Start at the line below containing "Chunk deleting of" and stop at the line containing "-23,6 +23,7 @@". Repeat every line of that stretch exactly, and nothing outside it.
=== Data to process ===
PR #610, opened 2018-02-15
Chunk deleting of rows from the activity table

tomneedham:
Fixes for clustered environments, which have a limit on rows and size of data affected by each transaction due to replication concerns.

### DIFF
--- a/lib/Data.php
+++ b/lib/Data.php
@@ -23,6 +23,7 @@
 
 namespace OCA\Activity;
 
+use Doctrine\DBAL\Platforms\MySqlPlatform;
 use OCA\Activity\Exception\InvalidFilterException;
 use OCP\Activity\IEvent;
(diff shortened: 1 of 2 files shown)


tomneedham:
Need to test this manually as well - WIP

tomneedham:
So it turns out postgres, sqlite and oracle all don't like limits in their delete statements.

GrendelWWU:
Hello Tom. 
I really like that. Can I apply this patch to 10.0.4?

tomneedham:
This will apply on top of v2.3.6 and will appear in the marketplace pending QA

madsi1m:
Hi can this please be added to stable10?

DeepDiver1975:
Grab version  2.3.7 from the marketplace - this holds this change

PR #604, opened 2017-12-18
Dont try to delete items when no users in context

tomneedham:

PR #612, opened 2018-03-14
[stable10] fix delete when no users in context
===
• Completed task:
Chunk deleting of rows from the activity table

tomneedham:
Fixes for clustered environments, which have a limit on rows and size of data affected by each transaction due to replication concerns.

### DIFF
--- a/lib/Data.php
+++ b/lib/Data.php
@@ -23,6 +23,7 @@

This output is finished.